Collected data:
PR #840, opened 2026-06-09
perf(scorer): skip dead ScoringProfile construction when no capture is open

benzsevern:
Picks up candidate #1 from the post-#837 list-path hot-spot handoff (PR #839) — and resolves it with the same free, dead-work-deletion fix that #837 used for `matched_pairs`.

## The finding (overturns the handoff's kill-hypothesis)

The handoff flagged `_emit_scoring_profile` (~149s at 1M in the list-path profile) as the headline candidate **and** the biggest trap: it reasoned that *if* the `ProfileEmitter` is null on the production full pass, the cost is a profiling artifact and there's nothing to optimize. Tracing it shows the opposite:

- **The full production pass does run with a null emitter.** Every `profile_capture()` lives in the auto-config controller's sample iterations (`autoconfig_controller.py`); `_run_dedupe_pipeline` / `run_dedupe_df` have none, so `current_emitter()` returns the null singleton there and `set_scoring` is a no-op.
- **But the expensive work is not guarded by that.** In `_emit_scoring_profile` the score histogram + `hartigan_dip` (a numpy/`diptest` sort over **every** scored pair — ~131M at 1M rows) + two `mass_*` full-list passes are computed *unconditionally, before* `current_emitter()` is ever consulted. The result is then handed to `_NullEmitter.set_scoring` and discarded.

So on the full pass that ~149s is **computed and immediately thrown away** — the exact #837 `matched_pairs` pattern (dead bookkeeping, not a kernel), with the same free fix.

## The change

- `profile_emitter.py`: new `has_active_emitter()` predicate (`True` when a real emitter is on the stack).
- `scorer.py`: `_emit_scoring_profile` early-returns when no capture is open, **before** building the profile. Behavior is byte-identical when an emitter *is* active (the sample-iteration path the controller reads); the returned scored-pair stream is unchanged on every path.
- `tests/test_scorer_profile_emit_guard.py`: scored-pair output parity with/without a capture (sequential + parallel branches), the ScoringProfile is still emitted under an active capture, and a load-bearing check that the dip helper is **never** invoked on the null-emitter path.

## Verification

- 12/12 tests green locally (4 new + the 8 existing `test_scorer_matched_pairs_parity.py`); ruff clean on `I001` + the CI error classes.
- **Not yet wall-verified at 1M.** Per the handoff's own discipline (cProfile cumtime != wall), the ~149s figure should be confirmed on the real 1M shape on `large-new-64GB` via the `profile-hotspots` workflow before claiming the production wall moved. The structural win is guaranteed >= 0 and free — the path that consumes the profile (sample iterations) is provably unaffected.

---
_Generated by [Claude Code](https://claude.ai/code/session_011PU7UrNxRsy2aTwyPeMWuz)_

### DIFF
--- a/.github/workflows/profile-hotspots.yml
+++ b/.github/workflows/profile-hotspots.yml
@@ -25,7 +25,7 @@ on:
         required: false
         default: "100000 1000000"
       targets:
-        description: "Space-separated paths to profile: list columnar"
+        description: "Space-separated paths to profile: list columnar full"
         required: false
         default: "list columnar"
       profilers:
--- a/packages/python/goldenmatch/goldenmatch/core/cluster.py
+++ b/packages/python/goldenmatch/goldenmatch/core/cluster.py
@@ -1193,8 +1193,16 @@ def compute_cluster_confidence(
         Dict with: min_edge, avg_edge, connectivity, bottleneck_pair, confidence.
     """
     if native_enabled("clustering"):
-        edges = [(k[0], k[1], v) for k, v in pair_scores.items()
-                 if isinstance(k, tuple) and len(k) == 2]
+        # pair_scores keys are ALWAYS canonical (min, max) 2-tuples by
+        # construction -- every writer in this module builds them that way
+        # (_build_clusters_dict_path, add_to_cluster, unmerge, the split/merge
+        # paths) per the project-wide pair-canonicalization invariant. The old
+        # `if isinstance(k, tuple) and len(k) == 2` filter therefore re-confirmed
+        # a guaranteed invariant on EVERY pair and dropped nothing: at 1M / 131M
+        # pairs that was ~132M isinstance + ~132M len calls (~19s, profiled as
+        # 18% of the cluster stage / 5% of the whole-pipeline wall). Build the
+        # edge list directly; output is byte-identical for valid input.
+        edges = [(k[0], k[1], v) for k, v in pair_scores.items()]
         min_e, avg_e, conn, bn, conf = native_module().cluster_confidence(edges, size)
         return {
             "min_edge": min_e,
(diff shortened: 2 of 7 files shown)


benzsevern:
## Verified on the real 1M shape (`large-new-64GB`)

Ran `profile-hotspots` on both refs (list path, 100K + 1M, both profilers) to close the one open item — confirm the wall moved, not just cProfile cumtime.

* * *

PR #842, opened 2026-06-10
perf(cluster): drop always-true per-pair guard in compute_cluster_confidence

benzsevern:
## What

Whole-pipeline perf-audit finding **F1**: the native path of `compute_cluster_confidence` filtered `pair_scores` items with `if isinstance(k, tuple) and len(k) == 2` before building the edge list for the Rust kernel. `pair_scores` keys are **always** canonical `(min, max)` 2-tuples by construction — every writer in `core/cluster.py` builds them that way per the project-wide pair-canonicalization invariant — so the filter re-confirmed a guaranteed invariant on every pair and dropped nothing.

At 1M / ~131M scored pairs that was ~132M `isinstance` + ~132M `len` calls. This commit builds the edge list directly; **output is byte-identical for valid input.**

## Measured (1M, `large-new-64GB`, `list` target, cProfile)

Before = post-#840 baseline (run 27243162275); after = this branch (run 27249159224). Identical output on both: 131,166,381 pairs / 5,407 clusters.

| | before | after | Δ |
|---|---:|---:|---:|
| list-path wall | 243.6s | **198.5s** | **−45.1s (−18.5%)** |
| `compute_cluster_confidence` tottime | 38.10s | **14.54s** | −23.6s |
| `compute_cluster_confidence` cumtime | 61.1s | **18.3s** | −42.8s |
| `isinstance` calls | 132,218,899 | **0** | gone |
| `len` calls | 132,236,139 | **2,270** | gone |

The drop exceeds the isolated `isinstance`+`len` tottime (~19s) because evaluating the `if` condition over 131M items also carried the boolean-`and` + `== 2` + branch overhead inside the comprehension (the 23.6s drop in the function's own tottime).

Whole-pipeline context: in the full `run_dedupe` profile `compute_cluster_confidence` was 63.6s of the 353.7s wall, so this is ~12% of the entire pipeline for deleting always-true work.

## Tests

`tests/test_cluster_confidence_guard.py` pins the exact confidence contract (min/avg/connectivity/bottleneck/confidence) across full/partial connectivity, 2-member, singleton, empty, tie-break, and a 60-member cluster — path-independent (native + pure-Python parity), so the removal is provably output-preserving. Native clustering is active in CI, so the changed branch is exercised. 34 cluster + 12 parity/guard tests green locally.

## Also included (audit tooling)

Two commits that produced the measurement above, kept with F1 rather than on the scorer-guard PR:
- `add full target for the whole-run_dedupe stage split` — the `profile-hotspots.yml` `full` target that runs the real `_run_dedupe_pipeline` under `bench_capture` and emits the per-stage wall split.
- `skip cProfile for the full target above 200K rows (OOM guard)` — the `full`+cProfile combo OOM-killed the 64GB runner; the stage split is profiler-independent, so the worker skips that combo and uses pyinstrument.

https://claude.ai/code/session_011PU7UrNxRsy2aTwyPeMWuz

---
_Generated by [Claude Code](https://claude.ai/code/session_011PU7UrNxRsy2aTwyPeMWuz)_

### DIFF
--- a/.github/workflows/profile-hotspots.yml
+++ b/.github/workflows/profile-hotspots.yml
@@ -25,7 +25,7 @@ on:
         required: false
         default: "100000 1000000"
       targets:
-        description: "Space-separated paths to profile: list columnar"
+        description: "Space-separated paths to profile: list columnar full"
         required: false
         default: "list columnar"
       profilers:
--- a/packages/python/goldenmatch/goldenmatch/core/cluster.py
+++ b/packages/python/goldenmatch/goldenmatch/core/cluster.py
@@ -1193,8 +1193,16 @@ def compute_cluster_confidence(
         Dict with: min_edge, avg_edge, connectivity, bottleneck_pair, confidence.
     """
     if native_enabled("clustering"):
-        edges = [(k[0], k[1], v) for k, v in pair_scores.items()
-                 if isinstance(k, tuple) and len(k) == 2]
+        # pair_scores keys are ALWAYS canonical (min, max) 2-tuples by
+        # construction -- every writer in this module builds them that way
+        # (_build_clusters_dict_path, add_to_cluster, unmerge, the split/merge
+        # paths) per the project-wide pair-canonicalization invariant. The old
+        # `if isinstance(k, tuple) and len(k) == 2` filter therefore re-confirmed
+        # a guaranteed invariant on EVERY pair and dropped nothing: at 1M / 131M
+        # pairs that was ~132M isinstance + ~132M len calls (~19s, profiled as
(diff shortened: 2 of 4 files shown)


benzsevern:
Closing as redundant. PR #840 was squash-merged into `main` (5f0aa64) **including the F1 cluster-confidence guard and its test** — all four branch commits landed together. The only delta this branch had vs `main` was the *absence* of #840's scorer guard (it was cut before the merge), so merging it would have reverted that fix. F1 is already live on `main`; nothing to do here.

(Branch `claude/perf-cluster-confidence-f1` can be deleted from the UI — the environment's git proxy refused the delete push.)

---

### Directions for this task
For each line in the entries that contains the string "shown", make a copy.

### Output for this exercise
(diff shortened: 2 of 7 files shown)
(diff shortened: 2 of 4 files shown)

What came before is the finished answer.